Background Tasks with celery

Stream Framework uses celery to do the heavy fanout write operations in the background.

We really suggest you to have a look at celery documentation if you are not familiar with the project.

Fanout

When an activity is added Stream Framework will perform a fanout to all subscribed feeds. The base Stream Framework manager spawns one celery fanout task every 100 feeds. Change the value of fanout_chunk_size of your manager if you think this number is too low/high for you.
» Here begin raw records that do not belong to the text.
PR #244, opened 2024-07-25
feature/IVS-65 functional part commin step impl

Ghesselink:
See comments at https://github.com/buildingSMART/ifc-gherkin-rules/pull/239#discussion_r1685865257 

This task is relatively small, but it's probably best to avoid adding it to every new rule created to activate the functional part. This way, if we need to make changes to this code in the future, we won't have to adjust every affected PR.

Further changes; 
- We can be more lenient in the protocol check regarding the feature description starting with '`The rule verifies that`'. Rather, `'the rule verifies'` is sufficient and gives us a bit more room. See https://github.com/buildingSMART/ifc-gherkin-rules/pull/244/commits/ef4cbc2b3b71b5621daf13ef0c7e25a01bf09667
- Fixed a small error, but with big consequences. The distinction between passed and activated was not reached in the handling script because of wrong indentation. Fixed in https://github.com/buildingSMART/ifc-gherkin-rules/pull/244/commits/73ab399d24ca4fecbb07cef693c5317cea760c80

### DIFF
--- a/features/steps/thens/existance.py
+++ b/features/steps/thens/existance.py
@@ -69,7 +69,7 @@ def step_impl(context, inst):
 
     if not any(recursive_flatten(inst)):
         expected = get_previous_step_before_assertion(context)
-        yield ValidationOutcome(instance_id=inst, expected = expected, observed='Nonexistent', severity = OutcomeSeverity.ERROR)
+        yield ValidationOutcome(instance_id=inst, expected=expected, observed='Nonexistent', severity=OutcomeSeverity.ERROR)
 
 
 @gherkin_ifc.step("The IFC model contains information on {functional_part_description}")
--- a/features/steps/thens/existance.py
+++ b/features/steps/thens/existance.py
@@ -70,3 +70,9 @@ def step_impl(context, inst):
     if not any(recursive_flatten(inst)):
         expected = get_previous_step_before_assertion(context)
         yield ValidationOutcome(instance_id=inst, expected = expected, observed='Nonexistent', severity = OutcomeSeverity.ERROR)
+
+@gherkin_ifc.step("The IFC model contains information on {functional_part_description}")
+def step_impl(context, inst, functional_part_description):
+   # This rule is designed to always pass and is used solely to trigger the activation of the rule 
+    # if an instance linked to the functional part is present.
+    return []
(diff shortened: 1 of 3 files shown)


aothms (approved):

features/steps/thens/existance.py
```diff
@@ -69,4 +69,11 @@ def step_impl(context, inst):
 
     if not any(recursive_flatten(inst)):
         expected = get_previous_step_before_assertion(context)
-        yield ValidationOutcome(instance_id=inst, expected = expected, observed='Nonexistent', severity = OutcomeSeverity.ERROR)
\ No newline at end of file
+        yield ValidationOutcome(instance_id=inst, expected = expected, observed='Nonexistent', severity = OutcomeSeverity.ERROR)
```
civilx64, line 72:
```suggestion
        yield ValidationOutcome(instance_id=inst, expected=expected, observed='Nonexistent', severity=OutcomeSeverity.ERROR)
```
Linting cleanup

features/steps/validation_handling.py
```diff
@@ -164,19 +164,19 @@ def apply_then_operation(fn, inst, context, current_path, depth=0, **kwargs):
...
-                        feature_version=misc.define_feature_version(context),
-                        severity=OutcomeSeverity.PASSED,
-                        instance_id = safe_method_call(activation_inst, 'id', None),
-                        validation_task_id=context.validation_task_id
-                    )
-                    context.gherkin_outcomes.append(validation_outcome)
+            if not step_results:
+
+                validation_outcome = ValidationOutcome(
+                    outcome_code=ValidationOutcomeCode.PASSED,  # todo @gh "Rule passed" # deactivated until code table is added to django model
```
civilx64, line 170: Is this `todo` still applicable?  To me it looks like all of the outcomes are present in the django model - ref https://github.com/buildingSMART/ifc-validation-data-model/blob/b29efda228a1b019e21b9761fbedbdba0a40f81e/models.py#L979

Ghesselink: No, not applicable anymore .. 
I actually also don't see any passed results in our database for normative rules or warnings. Which makes sense; the code never gets reached. The reason that the blocks are turned grey is then because 'executed' flags a file as valid.

PR #248, opened 2024-07-28
IVS69/POR000 Network Connections

Ghesselink:
From IVS-59; 

Also refer to; https://github.com/buildingSMART/ifc-gherkin-rules/pull/239

Passing testfiles, i.e. activated. Activated test files are those where the rule is triggered, reaching the step implementation without producing any errors. Therefore, it has the status` OutcomeSeverity.PASSED ` as the highest severity stored in the db.
image

Not activated file; 
image


features/POR000_Network-connections.feature
```diff
@@ -0,0 +1,20 @@
+@implementer-agreement
+@POR
+@version1
+@E00020
+
+Feature: POR000 - Network Connections
+    The rule verifies the ability to define ports (as means for an element to connect to other elements) and the relationship that is made between two ports.
```
evandroAlfieri, line 7:
```suggestion
    The rule verifies the presence of IFC entities used to define ports (as means for an element to connect to other elements) and the relationship that is made between two ports.
```

evandroAlfieri (changes requested):

evandroAlfieri (approved):

aothms:
I have some high level comments:

- The functional part and scenario name are called "network connections", but this is about a specific type of network called Distribution Systems in IFC. E.g the Railway people might be confused into thinking that network connections is about railway networks. Indeed, everybody has their own networks, but the same applies to systems of course. Naming things is hard. Especially because of the 4.3 push for non-building specific naming, so we can't use terms like "building services" or "building systems" anymore. I would try to include something like "utility system" or "distribution system" in the name.

- This is the port to port connection. But that doesn't make it a network yet. It only becomes a network when these ports are also nested into distribution elements and with elements having multiple ports a network can be constructed. What is missing to have a proper network is described in concept template "4.1.4.4.4 Port Nesting".

  I think both have to be present in the model before we can say the tool supports "distribution system networks".

PR #249, opened 2024-07-28
Fix ContextIdentifier rule to use correct values for context identifier not representation types

Moult:
I didn't actually test / run this as I don't have a dev setup.


evandroAlfieri:
Thanks! Upon a quick investigation we actually found a related issue in GEM051. Working on fixing both.
They'll be part of next release (end of August)

Ghesselink:
Superseded by https://github.com/buildingSMART/ifc-gherkin-rules/pull/251

PR #250, opened 2024-07-29
IVS70/MAT000 Materials

Ghesselink:
Activated
image

Not-activated
image
image


features/MAT000_Materials.feature
```diff
@@ -0,0 +1,20 @@
+@implementer-agreement
+@MAT
+@version1
+@E00020
+
+Feature: MAT000 - Materials
+    The rule verifies the ability to define materials assigned to elements.
```
evandroAlfieri, line 7:
```suggestion
    The rule verifies the presence of IFC entities used to define materials assigned to elements.
```

evandroAlfieri (changes requested):

features/MAT000_Materials.feature
```diff
@@ -0,0 +1,20 @@
...
+    https://ifc43-docs.standards.buildingsmart.org/IFC/RELEASE/IFC4x3/HTML/concepts/Object_Association/Material_Association/Material_Single/content.html
+
+
+    Scenario: Check for activation of Materials
+
+    Given an IfcObjectDefinition
+    Given its attribute HasAssociations
+    Given its entity type is 'IfcRelAssociatesMaterial'
+    Given its attribute RelatingMaterial
+    Given its entity type is 'IfcMaterialDefinition' including subtypes
```
aothms, line 17: IfcMaterialDefinition is added in IFC4 so we can't reference it like this on a file with 2x3 schema. Good news is that this last line is redundant. I would just remove the bottom two given statements.

aothms (changes requested):

features/MAT000_Materials.feature
Ghesselink: What if we make it schema-specific? For IFC4.3 and IFC4, we can keep it as-is, but for IFC2X3, we remove the bottom two given statements. See also ; https://github.com/buildingSMART/ifc-gherkin-rules/pull/250/commits/20399c36819d81bad2be0db3b41dab424a93d0aa

```
    Scenario: Check for activation of Materials - IFC4 & IFC4.3

        Given A model with Schema "IFC4.3" or "IFC4"
        Given an IfcObjectDefinition
        Given its attribute HasAssociations
        Given its entity type is 'IfcRelAssociatesMaterial'
        Given its attribute RelatingMaterial
        Given its entity type is 'IfcMaterialDefinition' including subtypes

        Then The IFC model contains information on materials assigned to elements


    Scenario: Check for activation of Materials - IFC2X3

        Given A model with Schema "IFC2X3"
        Given an IfcObjectDefinition
        Given its attribute HasAssociations
        Given its entity type is 'IfcRelAssociatesMaterial'

        Then The IFC model contains information on materials assigned to elements
```
cc @evandroAlfieri

evandroAlfieri: Fine for me, no objections. If we go that direction, why not making it explicit for 2x3 by adding?
```
        [...]
        Given its attribute RelatingMaterial
        Given its entity type is 'IfcMaterial'

        Then The IFC model contains information on materials assigned to elements
```

Ghesselink: The tests won't be completely identical in that case. Correct me if I'm wrong, but if we'd like to define it explicitly like you mention and be as close as possible to the CT (but for IFC2X3 instead) we should take `IfcMaterialSelect including subtypes` instead. 
This includes IfcMaterial, but also other subtypes 
image
image
https://standards.buildingsmart.org/IFC/RELEASE/IFC2x3/TC1/HTML/ifcproductextension/lexical/ifcrelassociatesmaterial.htm

evandroAlfieri: You're right. We should write all the possible 5 entities in the select. Or leave this out as you suggested initially. Your call, as said, no preferences.

Ghesselink: In that case I'll leave it as suggested. 
I did a quick test; changing the entity that is linked through the RelatingMaterial attribute to anything else than a subtype of IfcMaterialSet will cause a schema error in the validation platform.

PR #252, opened 2024-07-29
IVS-73/Update functional part in gherkin docs

Ghesselink:


evandroAlfieri (approved):

features/resources/functional_parts.csv
evandroAlfieri, line 1: Not sure what we use this list for, maybe internal checks that a rule has a code that uses one of these values. In any case, ALB is missing

evandroAlfieri (changes requested):

features/resources/functional_parts.csv
Ghesselink: > maybe internal checks that a rule has a code that uses one of these values
 
 This indeed. It's an easy maintainable list to validate (in the protocol checks) whether the rule-code used in the feature file is valid. For instance, typo's will then lead to a failing CI/CD. 
 If we'd use the markdown file it's (a) a bit more time-consuming to write a script and (b) every time the format of that markdown changes the script also has to be modified (this would've been the case now). 
 
 > ALB is missing
 
 It's [here (line 4)](https://github.com/buildingSMART/ifc-gherkin-rules/blob/d10fa69f37f6b9d5fa83bf1db394428dbfebaf09/features/resources/functional_parts.csv#L4) :-)

Ghesselink: To demonstrate, I[ deleted the ALB lines ](https://github.com/buildingSMART/ifc-gherkin-rules/pull/252/commits/f7d504e81331720d4949fecba31096c1d12b726c)and it resulted in a failing CI/CD. 
image

image


(and, afterwards, reverse the change) 
image

evandroAlfieri: Can you do a final check. Numbers don't add up. I see 53 tags, but functional parts are 27+9+3+3(4 if you count alignment having both ALA and ALB)=43. It's 10 more

Ghesselink: Yes, the following are not in the markdown
- IFC
- IBP
- SYS 

These three actually have rules (all-tough perhaps no `IBP` soon)

These come from the previous markdown, but are unused. See also 
https://github.com/buildingSMART/ifc-gherkin-rules/blob/main/features/Functional-parts.md
- MDS- (Model setup)
- ALG - Alignment (Geometry)
- STN - (Stationing)
- PRP - (Properties)

evandroAlfieri: The last 4 can go. No rules will have those codes, as no functional parts exist with such tag.
- IFC, can keep it for naming rules. But no tag can exist
- IBP, can be removed. We have another task to update the one and only rule using this code. After that, no IBP rules nor tags shall exist
- SYS, can be removed too. The only rule using it is disabled. And if we'll ever activate it, we should rename it and tag it properly.

Bottom line, you can remove 6 out of 7. Keep only IFC

PR #255, opened 2024-08-06
IVS-77/ASM000: Composed elements

Ghesselink:
Instances are only populated in the activated file; i.e. no then step is actually being executed on the others for ASM000. 

https://ifc43-docs.standards.buildingsmart.org/IFC/RELEASE/IFC4x3/HTML/concepts/Object_Composition/Aggregation/Element_Composition/content.html


features/ASM000_Assemblies-information.feature
```diff
@@ -0,0 +1,21 @@
+@implementer-agreement
+@ASM
+@version1
+@E00020
+
+Feature: ASM000 - Assemblies information
+    The rule verifies the presence of elements composed of / constructed by other elements.
```
evandroAlfieri, line 7:
```suggestion
    The rule verifies the presence of IFC entities used to model elements composed of / constructed by other elements.
```
It's the same structure, over and over and over again.
Take this sentence "The rule verifies the presence of IFC entities used to" and append it before the verb of each description - in this case "...model elements composed of..."

evandroAlfieri (changes requested):

features/ASM000_Assemblies-information.feature
```diff
@@ -0,0 +1,21 @@
...
+
+Feature: ASM000 - Assemblies information
+    The rule verifies the presence of IFC entities used to model elements composed of / constructed by other elements.
+    For example, a roof might be assembled from a series of prefabricated truss components.
+    https://ifc43-docs.standards.buildingsmart.org/IFC/RELEASE/IFC4x3/HTML/concepts/Object_Composition/Aggregation/Element_Composition/content.html
+
+
+    Scenario: Check for activation
+
+    Given an IfcElement
```
evandroAlfieri, line 14:
```suggestion
    Given an IfcElementAssembly
```
I would make this rule specific to detect presence of element assemblies

features/ASM000_Assemblies-information.feature
```diff
@@ -0,0 +1,21 @@
+@implementer-agreement
+@ASM
+@version1
+@E00020
+
+Feature: ASM000 - Assemblies information
```
aothms, line 6:
```suggestion
Feature: ASM000 - Composed elements
```

I like this. This is essentially what you've written in the final then step.

features/ASM000_Assemblies-information.feature
```diff
@@ -0,0 +1,21 @@
...
+    The rule verifies the presence of IFC entities used to model elements composed of / constructed by other elements.
+    For example, a roof might be assembled from a series of prefabricated truss components.
+    https://ifc43-docs.standards.buildingsmart.org/IFC/RELEASE/IFC4x3/HTML/concepts/Object_Composition/Aggregation/Element_Composition/content.html
+
+
+    Scenario: Check for activation
+
+    Given an IfcElementAssembly
```
aothms, line 14: We have to take a second here to think about what this functional part means.

- Does it mean the usage of IfcElementAssembly
- Or does it mean the usage of the IfcRelAggregates relationship, which can equally well be applied to e.g a wall or a stair.

(I would actually say the 2nd one, because IfcElementAssembly is a bit the proxy element of compositions.

Note from the docs:

> The [IfcElementAssembly](https://ifc43-docs.standards.buildingsmart.org/IFC/RELEASE/IFC4x3/HTML/lexical/IfcElementAssembly.htm) is a general purpose entity that is required to be decomposed. **Also other subtypes of [IfcElement](https://ifc43-docs.standards.buildingsmart.org/IFC/RELEASE/IFC4x3/HTML/lexical/IfcElement.htm) can be decomposed**

(emphasis mine)

aothms (commented):
CC @evandroAlfieri

features/ASM000_Assemblies-information.feature
evandroAlfieri: Fair enough. If what this FP entails is the ability of applications to define assemblies (ie, elements made of other elements) then I'd say it's ok to have it generic (ie, Given an IfcElement or its subtypes)

features/ASM000_Assemblies-information.feature
Ghesselink: Changed it in https://github.com/buildingSMART/ifc-gherkin-rules/pull/255/commits/6056105fa6493832381c41a50b742a8c0c54448e

Also at the feature filename, the PR name and the Jira ticket. 
It's also closer to the CT name (Element Composition)

features/ASM000_Assemblies-information.feature
Ghesselink: [Reversed it to IfcElement](https://github.com/buildingSMART/ifc-gherkin-rules/pull/255/commits/6056105fa6493832381c41a50b742a8c0c54448e)

Issue #124, opened 2023-12-20
Possible false positives for CT 4.1.7.4.2 Product Linear Placement


RickBrice:
If I understand [CT 4.1.7.4.2 Product Linear Placement](https://standards.buildingsmart.org/IFC/RELEASE/IFC4_3/HTML/concepts/Product_Shape/Product_Placement/Product_Linear_Placement/content.html) correctly, IfcLinearPlacement.PlacementRelTo is the same IfcLocalPlacement as used to place the IfcLinearPositioningElement.

At the end of the attached file, three linear placements are defined.
`#279` IfcLinearPlacement.PlacementRelTo = `#22` which is the same placement for `#248` IfcAlignment.ObjectPlacement - This placement should be correct

`#287` IfcLinearPlacement.PlacementRelTo is a unique IfcLocalPlacement with the same values as `#22` but is a different placement - This seems to violate the CT but passes the validation service checks.

`#295` IfcLinearPlacement.PlacementRelTo is also a unique IfcLocalPlacement but with different values than `#22` - This seems to violate the CT as well but passes the validation service checks.

[FHWA_Bridge_Geometry_Alignment_Example.ifc.txt](https://github.com/buildingSMART/validate/files/13733158/FHWA_Bridge_Geometry_Alignment_Example.ifc.txt)

aothms:
I think the original issue is definitely valid and actionable. I've tagged and moved it to the rule repo so that it can be picked up.

civilx64:
@evandroAlfieri I propose we rename this to LIP001 since it corresponds to the Functional Part for Linear Placement.

evandroAlfieri:
Agree @civilx64
And feel free to propose a more concise title ;) You can integrate the current one in the description

aothms:
It's the same rule for LinearPlacement as well as GridPlacement. I agree that from a vendor / end-user perspective these should be separately positioned under `GDP` and `LIP` (I would probably name them `GPL` and `LPL` so that's a bit more clear that they are both `PL`acement related - but forgive me my obsessive side tracks).

This basically means that same thing we observed in "gcert". We end up copy pasting a lot, but that's fine. With the feature file / implementation divide and "plain-text-first" nature we kind of allow our selves to copy paste feature files as it's a bit like a configuration / orchestration file.

evandroAlfieri:
Good that we can assign multiple tags. So, 
- let's use the generic one for the rule's code (i.e, `OJP` for object placement)
[...]

PR #257, opened 2024-08-07
IVS-80/GRD000 - Grid Information

Ghesselink:
This one is a bit more elaboration and includes changes in the python implementation

General/improvements not limited to the current rule:
- Added a return to entity statement used to navigate within the concept templates in gherkin by returning to a previous layer in the context stack. This statement was previously used for an [unmerged pull request](https://github.com/buildingSMART/ifc-gherkin-rules/pull/103/files#diff-ad0dd7437200c694263bb5dcbbc1dd7ee980d2264bc1e19587e6c905a8ed8848), and updated to work with the decorator. One caveats is that I'm only confident in using this statement for activation purposes, not for normative rules due to the risk validating instances that are filtered out by previous given statement (as we go back to the point in the context stack where they were not filtered out yet). It would also be nice to simply go back X amount of statements, or [repeat previous steps](https://github.com/buildingSMART/ifc-gherkin-rules/pull/103/files#diff-ad0dd7437200c694263bb5dcbbc1dd7ee980d2264bc1e19587e6c905a8ed8848). 
- The activation instances issue of GEM051 is now handled generically. We used activation_instances[top_level_index] twice which was redundant. I've tested that GEM051 has the same activation instances as before.
- Some cleanup was done to keep the logic of including/excluding subtypes in our statements in one location (we're re-using it for GRD000). 

GRD000 specific: 
- Again, ensured that non-activated files have no instances when the "then" step is reached, and vice versa; activated files has context.instances populated at the same point.. 
- Added a file that tests the return statement by being correct except for the absence of IfcGrid (which is in the middle of the sequence of statements)
- Three files created with IfcOpenShell, one from the IFC4.3x sample files repo.


features/GRD000_Grid-information.feature
```diff
@@ -0,0 +1,26 @@
...
+Feature: GRD000 - Grid Information
+    The rule verifies the presence of IFC entities used to define a design grid to be used as reference for object placement.
+    https://ifc43-docs.standards.buildingsmart.org/IFC/RELEASE/IFC4x3/HTML/concepts/Product_Shape/Product_Placement/Product_Grid_Placement/content.html
+
+
+    Scenario: Check for activation
+
+    Given an IfcGridPlacement
+    Given its attribute PlacesObject
+    Given its entity type is 'IfcProduct' including subtypes
```
aothms, line 16: This is governed by the schema. 

    PlacesObject: SET [0:?] OF IfcProduct FOR ObjectPlacement

But what is not governed is that there is at least one Product being placed by the Placement, which I think is a good requirement to add here as an activation criterion.

features/GRD000_Grid-information.feature
```diff
@@ -0,0 +1,26 @@
...
+    Given return to IfcGridPlacement
+    Given its attribute PlacementRelTo
+    Given its attribute PlacesObject
+    Given its entity type is 'IfcGrid'
```
aothms, line 20: These three lines should actually not be a given statement, but a then statement.

    Given an IfcGridPlacement Then PlacementRelTo/PlacesObject **must be** IfcGrid

features/GRD000_Grid-information.feature
```diff
@@ -0,0 +1,26 @@
...
+    https://ifc43-docs.standards.buildingsmart.org/IFC/RELEASE/IFC4x3/HTML/concepts/Product_Shape/Product_Placement/Product_Grid_Placement/content.html
+
+
+    Scenario: Check for activation
+
+    Given an IfcGridPlacement
+    Given its attribute PlacesObject
+    Given its entity type is 'IfcProduct' including subtypes
+    Given return to IfcGridPlacement
+    Given its attribute PlacementRelTo
```
aothms, line 18: PlacementRelTo does not exist on schemas pre IFC4.3. I think this must be reflected in the scenario.

features/GRD000_Grid-information.feature
```diff
@@ -0,0 +1,26 @@
...
+    Given its attribute PlacesObject
+    Given its entity type is 'IfcGrid' 
+    Given return to IfcGridPlacement
+    Given its attribute PlacementLocation
+    Given IntersectingAxes = not empty
```
aothms, line 23: This is given by the schema:

    IntersectingAxes: LIST [2:2] OF UNIQUE IfcGridAxis

features/GRD000_Grid-information.feature
```diff
@@ -0,0 +1,26 @@
...
+
+    Then The IFC model contains information on quantities of elements
```
aothms, line 25: Copy pasta

aothms: Speaking of which, maybe this is too error prone and we can rather easily replace this with:

```suggestion
    Then The IFC model contains information on the selected functional part
```

features/GRD000_Grid-information.feature
```diff
@@ -0,0 +1,26 @@
...
+
```
aothms, line 26: So all in all, you could consider rewriting this scenario as:

```gherkin
Given an IfcProduct
And its attribute ObjectPlacement
And its entity type is IfcGridPlacement

Then The IFC model contains information on ...
```

features/steps/steps/return_to.py
```diff
@@ -0,0 +1,50 @@
...
+            correct_entity = False
+            if isinstance(input, ifcopenshell.entity_instance):
+                correct_entity = check_entity_type(input, entity, context.include_or_exclude_subtypes)
+            context.include_layer = is_bool or correct_entity
+        layer = layer.get('instances')
+        misc.map_state(layer, check_inclusion_criteria)
+        return layer if context.include_layer else None
+
+    #ensure the stack does not get pupulated when nothing was yielded in the last step
+    if (lambda f: f(f))(lambda f: lambda data: bool(data) and (not isinstance(data, (list, tuple)) or any(f(f)(item) for item in data)))(context.instances):
```
aothms, line 47: Again this is rocket science to me. Can we clear this up first in the other PR

features/steps/validation_handling.py
```diff
@@ -203,6 +200,7 @@ def should_apply(items, depth):
 
     # evokes behave error
     generate_error_message(context, [gherkin_outcome for gherkin_outcome in context.gherkin_outcomes if gherkin_outcome.severity in [OutcomeSeverity.WARNING, OutcomeSeverity.ERROR]])
+    pass
```
aothms, line 203: Why this?

test/files/grd000/generate.py
```diff
@@ -0,0 +1,92 @@
...
+    GlobalId = ifcopenshell.guid.new(),
+    ObjectPlacement = grid_placement,
+)
+
+grid.ObjectPlacement = placement
+
+grid_placement.PlacementLocation = f.createIfcVirtualGridIntersection(
+    [grid_axis_1, grid_axis_2], 
+    (0.0, 0.0, 0.0)
+    )
```
aothms, line 66: This violates the informal propositions here: https://ifc43-docs.standards.buildingsmart.org/IFC/RELEASE/IFC4x3/HTML/lexical/IfcVirtualGridIntersection.htm

It's also a really creative grid.

I would define:

```
  U axes:
    (0, 0) -> (0, 2)
    (1, 0) -> (1, 2)
    (2, 0) -> (2, 2)
  V axes:
    (0, 0) -> (2, 0)
    (0, 1) -> (2, 1)
    (0, 2) -> (2, 2)
  W:
    <empty>
```

And then you intersect e.g UAxes[1] with VAxes[1], but they need to be instances from the grid itself.

Also you don't actually reference this variable, but redefined sth on L 777

Also the polyline grid axes are best 2d instead of 3d.

aothms (changes requested):

features/steps/validation_handling.py
Ghesselink: A debug statement I forgot to remove, sorry 
https://github.com/buildingSMART/ifc-gherkin-rules/commit/4e3ce4409cc08ba0e69ba9f6a9b672f28979fc4b

features/steps/steps/return_to.py
Ghesselink: Let's bring the rocket science back to building information science then :rocket:  
See  https://github.com/buildingSMART/ifc-gherkin-rules/pull/258#discussion_r1712635216

features/GRD000_Grid-information.feature
Ghesselink: But would this be close enough to the [relating concept template](https://ifc43-docs.standards.buildingsmart.org/IFC/RELEASE/IFC4x3/HTML/concepts/Product_Shape/Product_Placement/Product_Grid_Placement/content.html)? 
Would it be nice if we could state that some software supports a functional part based on these templates?

features/GRD000_Grid-information.feature
Ghesselink: Undercooked pasta, in this case .. 

It's indeed very easy to miss, and maybe not such an important part. We have the description in the feature file to provide context after all.

features/GRD000_Grid-information.feature
Ghesselink: Yes. I was wondering how close we should stay to the relating concept template.

features/GRD000_Grid-information.feature
Ghesselink: This makes it a normative rule, and not a rule to check for activation. 
Which is part of the reason why this PR is de-activated. It would probably be better to create two new normative rules and then skip the 000-rule. Based on [this issue](https://github.com/buildingSMART/ifc-gherkin-rules/issues/124)

features/GRD000_Grid-information.feature
```diff
@@ -0,0 +1,26 @@
+@implementer-agreement
+@GRD
+@POS
+@version1
+@E00020
+
+Feature: GRD000 - Grid Information
```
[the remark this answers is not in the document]
evandroAlfieri: Sorry, I thought moving the pr back to draft was enough to save you from reviewing it. It's about this rule that we (Geert and I) wanted to talk with you on Monday

features/GRD000_Grid-information.feature
aothms: Well, it goes back to the age old question that we have to second guess the intention behind the template, and this case I'd say it's twofold:

- [GRD000] Describe grid placement functionality: `IfcProduct ----ObjectPlacement---> GridPlacement`
- [GRD001-a] Constrain placement of grid *"a grid placement should be defined relatively to a grid"*: `GridPlacement ----PlacementRelTo----> IfcObjectPlacement ---PlacesObject---> IfcGrid`

And then a third component that is important, but is not in the template:

- [GRD001-b] *"The grid to which the placement is relative should contain the axes that are used for the intersection"*

afbeelding

aothms: Let's phrase it differently, as soon as the model contains:

`IfcProduct ----ObjectPlacement---> GridPlacement`

The file contains a "grid placement" according to the functional part.

But if it's not according to the 2 further specifications I just highlighted, it's not that the model doesn't contain it, it's that the usage is invalid. So yes, these are additional normative parts and we need to create this separation.

aothms: @evandroAlfieri @Ghesselink Annother rule for the backlog is this informal proposition from the docs:

> IntersectingAxes[1] and IntersectingAxes[2] shall not be part of the same row of grid axes, i.e. both shall not be within the same set of [IfcGrid](https://ifc43-docs.standards.buildingsmart.org/IFC/RELEASE/IFC4x3/HTML/lexical/IfcGrid.htm).UAxes or [IfcGrid](https://ifc43-docs.standards.buildingsmart.org/IFC/RELEASE/IFC4x3/HTML/lexical/IfcGrid.htm).VAxes of the corresponding [IfcGrid](https://ifc43-docs.standards.buildingsmart.org/IFC/RELEASE/IFC4x3/HTML/lexical/IfcGrid.htm).

https://ifc43-docs.standards.buildingsmart.org/IFC/RELEASE/IFC4x3/HTML/lexical/IfcVirtualGridIntersection.htm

Few things to keep in mind when doing so:

  1. really high values leads to a mix of heavy tasks and light tasks (not good!)
  2. publishing and consuming tasks introduce some overhead, dont spawn too many tasks
  3. Stream Framework writes data in batches, thats a really good optimization you want to keep
  4. huge tasks have more chances to timeout

Note

When developing you can run fanouts without celery by setting CELERY_ALWAYS_EAGER = True

Prioritise fanouts

Stream Framework partition fanout tasks in two priority groups. Fanouts with different priorities do exactly the same operations (adding/removing activities from/to a feed) the substantial difference is that they get published to different queues for processing. Going back to our pinterest example app, you can use priorities to associate more resources to fanouts that target active users and send the ones for inactive users to a different cluster of workers. This also make it easier and cheaper to keep active users’ feeds updated during activity spikes because you dont need to scale up capacity less often.

Stream Framework manager is the best place to implement your high/low priority fanouts, in fact the get_follower_ids method is required to return the feed ids grouped by priority.

eg:

class MyStreamManager(Manager):

    def get_user_follower_ids(self, user_id):
        follower_ids = {
                FanoutPriority.HIGH: get_follower_ids(user_id, active=True),
                FanoutPriority.LOW: get_follower_ids(user_id, active=False)
        }
        return follower_ids

Celery and Django

If this is the time you use Celery and Django together I suggest you should follow this document’s instructions.

It will guide you through the required steps to get Celery background processing up and running.

Using other job queue libraries

As of today background processing is tied to celery.

While we are not planning to support different queue jobs libraries in the near future using something different than celery should be quite easy and can be mostly done subclassing the feeds manager.